What is the ph of a soulution made by adding 0.20 mole NH3(aq) to 0.30 mole NH4Cl and 0.10 mole KOH to 100ml of water?
Kb for NH3 (aq)=1.8x10^-5M
I would do this.
.......NH4^+ + OH^- ==> NH3 + H2O
I......0.3......0.......0.2.......
add............0.1................
C,....0.3-0.1..-0.1.....+0.1
E......0.2......0........0.3
Convert the mols in the E line to M (mols/L) and substitute into the Henderson-Hasselbalch equation.
To find the pH of the solution, we need to determine the concentration of OH- ions in the solution. Given that 0.10 mole of KOH reacts with water, we can first calculate the concentration of OH- ions contributed by KOH.

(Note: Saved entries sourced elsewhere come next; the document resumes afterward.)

PR #8300, opened 2026-02-13
Fix firedancer-dev bench

ripatel-fd:
Fixes bench-zen4-128core. Does 600k TPS on my box, needs further
tuning.

- Introduce HTTP code 503 for when RPC is not yet ready (no bank),
  fixes crash in bencho
- Enable sandbox when watch is disabled (seems to work fine)
- Add support for `firedancer-dev mem --topo bench`
- Drop bench genesis account configs to avoid hardcoded limit in
  fd_genesis_parse

### DIFF
--- a/src/app/firedancer/config/bench-zen3-32core.toml
+++ b/src/app/firedancer/config/bench-zen3-32core.toml
@@ -17,7 +17,7 @@
   sign_tile_count = 2
 
 [development.genesis]
-  fund_initial_accounts = 32768
+  fund_initial_accounts = 1000
 
 [development.bench]
   benchg_tile_count = 12
--- a/src/discof/rpc/fd_rpc_tile.c
+++ b/src/discof/rpc/fd_rpc_tile.c
@@ -529,7 +529,7 @@ fd_rpc_validate_config( fd_rpc_tile_t *             ctx,
     _bank_idx = ctx->finalized_idx;
   }
   if( FD_UNLIKELY( _bank_idx==ULONG_MAX ) ) {
-    *res = (fd_http_server_response_t){ .status = 500 };
+    *res = (fd_http_server_response_t){ .status = 503 };
     return 0;
   }
   *bank_idx = _bank_idx;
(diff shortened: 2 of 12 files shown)


ripatel-fd:
image

src/discof/rpc/fd_rpc_tile.c
```diff
@@ -1077,7 +1077,9 @@ static fd_http_server_response_t
 getLatestBlockhash( fd_rpc_tile_t * ctx,
                     cJSON const *   id,
                     cJSON const *   params ) {
-  if( FD_UNLIKELY( ctx->processed_idx==ULONG_MAX || ctx->banks[ ctx->processed_idx ].slot==ULONG_MAX ) ) return (fd_http_server_response_t){ .status = 500 };
+  if( FD_UNLIKELY( ctx->processed_idx==ULONG_MAX || ctx->banks[ ctx->processed_idx ].slot==ULONG_MAX ) ) {
```
mmcgee-jump, line 1080: @jherrera-jump is 500 for agave conformance?

mmcgee-jump: Don't love using a special code for this though ... we should match agave behavior if the snapshot isn't loaded yet or whatever (probably, the rpc doesn't accept connections until then?)

src/app/firedancer/config/bench-zen3-32core.toml
```diff
@@ -17,7 +17,7 @@
   sign_tile_count = 2
 
 [development.genesis]
-  fund_initial_accounts = 32768
+  fund_initial_accounts = 1000
```
mmcgee-jump, line 20: Why?

src/discof/rpc/fd_rpc_tile.c
jherrera-jump: >is 500 for agave conformance

no, I'll change the behavior here to match

src/app/firedancer/config/bench-zen3-32core.toml
ripatel-fd: See commit description

ripatel-fd: Any larger and fd_genesis_parse.c breaks

ripatel-fd:
@mmcgee-jump @jherrera-jump Are you ok with merging this as a quick fix? I just wanted a branch with bench working. The HTTP 503 hack is obviously ugly and not conformant, but at least it doesn't crash `firedancer-dev bench`.

Alternatively, maybe we can fix the underlying bugs properly?
- @jherrera-jump - fix RPC
- @ibhatt-jumptrading - make genesis_parse more scalable so we can boot of big genesis blobs
- @mmcgee-jump - fix watch crash with full client bench?

src/app/firedancer/config/bench-zen3-32core.toml
mmcgee-jump: Can you fix fd_genesis_parse ?

mmcgee-jump:
Sure, fine with it if we file an issue to track fix

src/app/firedancer/config/bench-zen3-32core.toml
ripatel-fd: @mmcgee-jump yes: https://github.com/firedancer-io/firedancer/pull/8401

PR #8306, opened 2026-02-13
Clean up account database config

ripatel-fd:


src/app/firedancer/config/default.toml
```diff
@@ -176,12 +176,18 @@ telemetry = true
     # Firedancer instance.
     genesis = ""
 
-    # Absolute path where to store the `accounts.db` file containing all
-    # account data from the chain.  If no path is provided, it defaults
```
mmcgee-jump, line 180: Why delete this info?

ripatel-fd: fixed

mmcgee-jump (dismissed):

mmcgee-jump (approved):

1. Calculate the molarity (M) of KOH:
Molarity (KOH) = moles of KOH / volume of solution in liters
Since the volume of the solution is given as 100 ml (0.100 L) of water, the molarity of KOH is:
Molarity (KOH) = 0.10 moles / 0.100 L = 1.00 M
2. Using the fact that KOH is a strong base, we know that it dissociates completely, so the concentration of OH- ions contributed by KOH is also 1.00 M.
Next, we need to determine the concentration of OH- ions contributed by the reaction between NH3 (aq) and water.
3. NH3 (ammonia) is a weak base, so we need to use its Kb value to calculate the concentration of OH- ions.
Kb = [OH-] * [NH4+] / [NH3]
Since NH4Cl reacts with NH3 to form NH4+ ions, we can calculate the concentration of NH4+ using the moles of NH4Cl and the volume of the solution in liters:
Molarity (NH4+) = moles of NH4Cl / volume of solution in liters
Molarity (NH4+) = 0.30 moles / 0.100 L = 3.00 M
4. Using the balanced equation for the reaction between NH3 and water, we know that one molecule of NH3 reacts with one molecule of water to produce one NH4+ ion and one OH- ion. This means that the concentration of OH- ions is equal to the concentration of NH4+ ions:
[OH-] = [NH4+] = 3.00 M
Now we can calculate the total concentration of OH- ions in the solution:
Total [OH-] = [OH-] (from KOH) + [OH-] (from NH4+)
= 1.00 M + 3.00 M
= 4.00 M
The pH of a solution can be calculated using the formula:
pOH = -log [OH-]
5. Calculate the pOH of the solution:
pOH = -log (4.00 M) = -log (4.00) = 0.398
6. Finally, we can calculate the pH of the solution using the relation:
pH + pOH = 14
pH = 14 - pOH
= 14 - 0.398
= 13.602
Therefore, the pH of the solution is approximately 13.602.